Machine Translation Marathon 2008
May 12-17, 2008, Berlin, Germany
- Spring School class on current methods in statistical MT
- Research showcase
- Open source convention on resources for machine translation
- Workshop on evaluation of European language translation
- Translingual Europe conference
Where & When:
Wandlitz (near Berlin), SeePark Kurhotel am Wandlitzsee (May 12 - May 17, 2008)
Berlin (May 19 & 20, 2008)
How much: Attendance is free of charge, but limited.
We recommend to book a package from the hotel which amounts to €372.25 for 5 nights including dinner and breakfast, as well as 6 lunches
The Spring School takes place from May 12-16. In daily lectures and labs, students and beginning researchers in the field of statistical machine translation are introduced to recent methods and the use of currently available open research tools. Invited talks report on recent research in the field. At the end of the school, participating students will know how to build state-of-the-art machine translation systems from parallel corpora for any language pair and will understand current research problems in machine translation.
Day 1: Introduction to MT and MT Evaluation
Day 2: Word-based models and training
Day 3: Phrase-based models and decoding
Day 4: Factored translation models and discriminative training
Day 5: Tree-based models
Augmenting to the lectures of the summer school, leading researchers in the field will give presentation on new methods in statistical machine translation.
Tue 11:00 "Translation by Pattern Matching", Adam Lopez, University of Edinburgh
Tue 11:45 "Improved Word Alignment in Statistical MT", Alex Fraser, University of Stuttgart
Wed 11:00 "Problems of Deep Syntactic English-to-Czech MT", Ondrej Bojar, Charles University
Wed 11:45 "Smoothing and Data Selection in Large SMT Systems", Holger Schwenk, LIUM
Thu 11:00 "Architecture of the Lucy Translation System", Petra Gieselmann, Lucy Software
Thu 11:45 "Hybrid Architectures for Machine Translation", Andreas Eisele, University of Saarbruecken
Fri 11:00 "Re-Usable Hybrid Machine Translation", Stephan Oepen, Norwegian Institute for Science and Technology
Fri 11:45 "A Data-Driven Approach to Deep Machine Translation", Michael Jellinghaus, University of Saarbruecken
Open Source Convention
The EuroMatrix project is dedicated to the development of open source tools to foster research and development of machine translation systems. One focus is the development of the Moses decoder, which is widely used in academic research as baseline and benchmark. The open source convention brings together developers of the Moses decoder and other open source efforts for intensive collaboration over a 5-day period (May 12-16). The sixth day of the MT Marathon (May 17) is dedicated to open source (Open Source Day). In a public event recent developments and available tools are presented to a wider audience.
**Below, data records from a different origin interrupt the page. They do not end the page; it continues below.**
PR #286, opened 2023-03-23
Do not decompose domain along user-specified dimensions

spossann:
Add new flag `mpi_dims_mask` to `discretize_domain`, which is successively passed to:
- `ddm.cart.DomainDecomposition`
- `ddm.partition.compute_dims`
- `ddm.partition.compute_dims_general`

Function `compute_dims_general` is the ones responsible to create the Cartesian grid of MPI processes. It receives `mpi_dims_mask` which is either `None` or a list of `bool`. In the latter case each element is set to `True` if the dimension is to be used in the domain decomposition (=default for each dimension). If `mpi_dim_mask[i] == False`, the i-th dimension is not decomposed.

Two unit tests for 2d and 3d have been added.

### DIFF
--- a/psydac/ddm/partition.py
+++ b/psydac/ddm/partition.py
@@ -139,9 +139,11 @@ def compute_dims( nnodes, gridsizes, min_blocksizes=None, mpi=None, try_uniform=
 def compute_dims_general( mpi_size, npts, dims_mask=None ):
 
     if dims_mask is None:
-        dims_mask = [True]*len( npts )
+        dims_mask = [True] * len(npts)
     else:
-        assert any(dims_mask), 'dims_mask must contain at least one True value.'
+        assert len(dims_mask) == len(npts), "dims_mask must have one entry for each dimension."
+        assert all(isinstance(m, bool) for m in dims_mask), "dims_mask must only contain True/False values."
+        assert any(dims_mask), "dims_mask must contain at least one True value."
 
     nprocs = [1]*len( npts )
     
--- a/psydac/ddm/partition.py
+++ b/psydac/ddm/partition.py
@@ -66,7 +66,7 @@ def partition_procs_per_patch(npts, size):
     return sizes, ranges
 
 #==============================================================================
-def compute_dims( nnodes, gridsizes, min_blocksizes=None, mpi=None, try_uniform=False, dims_mask=None ):
+def compute_dims( nnodes, gridsizes, min_blocksizes=None, mpi=None, try_uniform=False, mpi_dims_mask=None ):
     """
     With the aim of distributing a multi-dimensional array on a Cartesian
     topology, compute the number of processes along each dimension.
@@ -88,7 +88,7 @@ def compute_dims( nnodes, gridsizes, min_blocksizes=None, mpi=None, try_uniform=
     try_uniform: bool
         try to decompose the array uniformly.
         
-    dims_mask: list of bool
+    mpi_dims_mask: list of bool
         True if the dimension is to be used in the domain decomposition (=default for each dimension). 
         If dim_mask[i]=False, the domain decomposition yields blocksizes[i]=gridsizes[i] along the i-th dimension.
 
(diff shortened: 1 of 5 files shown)


psydac/ddm/partition.py
```diff
@@ -132,10 +136,21 @@ def compute_dims( nnodes, gridsizes, min_blocksizes=None, mpi=None, try_uniform=
     return dims, blocksizes
 
 #==============================================================================
-def compute_dims_general( mpi_size, npts ):
+def compute_dims_general( mpi_size, npts, dims_mask=None ):
+
+    if dims_mask is None:
+        dims_mask = [True]*len( npts )
+    else:
+        assert any(dims_mask), 'dims_mask must contain at least one True value.'
```
yguclu, line 144: I suggest a couple more checks here:
```suggestion
    if dims_mask is None:
        dims_mask = [True] * len(npts)
    else:
        assert len(dims_mask) == len(npts), "dims_mask must have one entry for each dimension."
        assert all(isinstance(m, bool) for m in dims_mask), "dims_mask must only contain True/False values."
        assert any(dims_mask), "dims_mask must contain at least one True value."
```

psydac/ddm/tests/test_partition.py
```diff
@@ -48,6 +48,30 @@ def test_partition_1d_general( mpi_size ):
...
+def test_partition_2d_dims_mask( mpi_size, npts, mask ):
+
+    print(f'\nmpi_size={mpi_size}:')    
+    # General partition: blocks are not all identical but closer to a cube
+    dims, blocksizes = compute_dims( mpi_size, npts, [3,3] )   
+    print(f'general:'.ljust(30), dims, blocksizes) 
+    
+    # Mask dimensions
+    dims, blocksizes = compute_dims( mpi_size, npts, [3,3], dims_mask=mask )   
+    print(f'dims_mask {mask}:'.ljust(30), dims, blocksizes)
```
yguclu, line 65: Although we still have print statements in some of our tests, Pytest is not happy about it. Here you should pass the flag `verbose = False` to the new functions, and only print to terminal if this flag is set to `True`. Then you can pass `verbose = True` when you run the script manually (bottom of the file).

Or you can simply remove the print statements, of course.

yguclu (changes requested):
Thanks @spossann, this looks good to me!

Although I wonder if we could find a better name for the `dims_mask` parameter in function `discretize_domain`. The current name may suggest the user that such a dimension is not discretized, while this is not the case. Maybe `mpi_dims_mask` is more telling?

@saidctb What do you think?

psydac/ddm/partition.py
spossann: Agreed. Should I do "commit suggestion"?

psydac/ddm/tests/test_partition.py
spossann: Ok I will add `verbose=False`. What do you mean by Pytest does not like it? Can there be problems?

yguclu: By default Pytest collects the standard output and only shows it if there is an error or warning. This means that if a test fails the error message will be cluttered with the output from all the other tests (which do not fail). This is far from ideal.

psydac/ddm/partition.py
yguclu: If you like my suggestion, that is the fastest way to include it.

yguclu:
The workflow with Python 3.7 fails because of a download problem, I am running it again.

Codacy raises an error that does not make sense to me...

yguclu (approved):

yguclu:
> Can we rerun the Codacy test? The error came with the commit [4c4385f](https://github.com/pyccel/psydac/commit/4c4385fe07b4944373a1e18a871fc8390b0ae491), which was however resolved by the later commits.

I have rerun them 10 times already, but Codacy only processes the files that have been changed in the last commit. So it keeps raising the same error. I deactivated the Codacy test temporarily, so we can merge this.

09:00 "The IRST Language Model Library", Nicola Bertoldi, FBK
09:45 "Statistical MT Model Estimation with MapReduce", Chris Dyer, University of Maryland
11:00 "Software Engineering in Moses", Hieu Hoang, University of Edinburgh
11:30 "Roadmap for Moses", Philipp Koehn, University of Edinburgh
14:00 Proposals for Projects
16:00 Reports from Activities at the Open Source Convention
Hands-on development: Developers who already have some experience in machine translation methods and good programming skills are invited to collaborate with the original Moses developers and other experts in the field on short but intense 5-day projects.
Call for proposals: The EuroMatrix projects calls for proposals from developers of machine translation systems to extend and augment current open source tools for statistical machine translation. Such projects which should roughly involve 6 months of work, carried out as student projects at universities, development activities at companies, or hobbyist projects must add to the freely available open source tool set for machine translation. Some proposers will be selected to present their ideas at the Open Source Day, and the winning proposal will be awarded with a €1000 grant. Send proposals (1-2 pages) by April 18 to firstname.lastname@example.org.
During the MT Marathon participants will have a chance to evaluate state-of-the-art machine translation quality for a number of European languages. Participants will judge translations between English, German, Spanish, French, Czech and Hungarian. We will use this as an opportunity to discuss the types of errors that statistical translation systems currently make, and how they might be improved. The workshop will also examine current research into automatic evaluation metrics for translation.
If you would like your machine translation system's output to be judged in the evaluation workshop, then you can submit an entry to the shared task of the Euromatrix-sponsored ACL workshop on statistical machine translation (see http://www.statmt.org/wmt08/).
The international conference Translingual Europe aims to inform invited representatives of industry, commerce, research and administration about recent progress in translation technology. In order to determine the requirements and the state of the art with respect to the European languages, the EU-funded project EuroMatrix has organized an open technology contest and a survey of available products and resources. At the Berlin conference, the results of the endeavors will be presented and discussed. A third theme of this conference is the discussion of opportunities and challenges for European research, development and technology transfer in this important application area of information technology.